The main goal of the DNT is to allow beneficiaries (patients) access to new and innovative technologies (e.g.: devices, equipment, etc.) to promote health equity and the overall betterment of health of the U.S. population. As newer and better technologies are developed each year, it is important that all patients have access to these improvements so they see improvements in their health. Medicare and Medicaid beneficiaries deserve access to the same promising technologies and interventions that are afforded to private healthcare insurance beneficiaries, which is why the DNT’s role in streamlining the approval of technologies under coverage is so vital.
As an intern, I have been studying different government healthcare statutes and regulations, and advising my team at the DNT on ways to incorporate new technologies into written Medicare policy. I’ve been reviewing grants and proposals for new technologies, meeting with manufacturers of these new machineries, and ultimately offering feedback to my team on ways we can incorporate these technologies. The small steps that I take behind the scenes (usually in the form of extensive paperwork and many, many zoom calls) will hopefully lead to their ultimate approval under CMS policy, allowing CMS patients access to them.
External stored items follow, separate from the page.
PR #866, opened 2017-05-22
Skipchain 1/2

### LINKED ISSUE #858: re-structure skipchains

ineiti:
Closes #858

### DIFF
--- a/skipchain/api.go
+++ b/skipchain/api.go
@@ -7,10 +7,6 @@ import (
 	"gopkg.in/dedis/onet.v1/network"
 )
 
-// TODO:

I really wanted to complete an internship with the DNT because I wanted to see the process of how health policy is written and how directly it impacts patients, whether that is by increasing access to improved technologies or by changing policy to remove outdated standards of care. Through my work, I have seen firsthand how different subsections within Medicare work to optimize coverage for beneficiaries to allow all people fair and equitable access to healthcare. Many forms of grassroots interventions within medicine and healthcare meant to combat health inequities and disparities are “band-aid” solutions to a larger problem, and I now feel that real progress towards health equity comes in the form of policy changes to address healthcare infrastructure and access. I believe this is encompassed by the DNT’s work to ensure patients have access to technologies that will equip them with better health outcomes.
My hope is that my work this summer with the DNT will further the DNT’s mission to influence policy surrounding health coverage and access to technologies, in order to ensure that access to new technologies and insurance coverage is more equitable overall. Even the few technologies that I am able to form policy around this summer could be instrumental in shaping the standard of care for CMS beneficiaries in the U.S.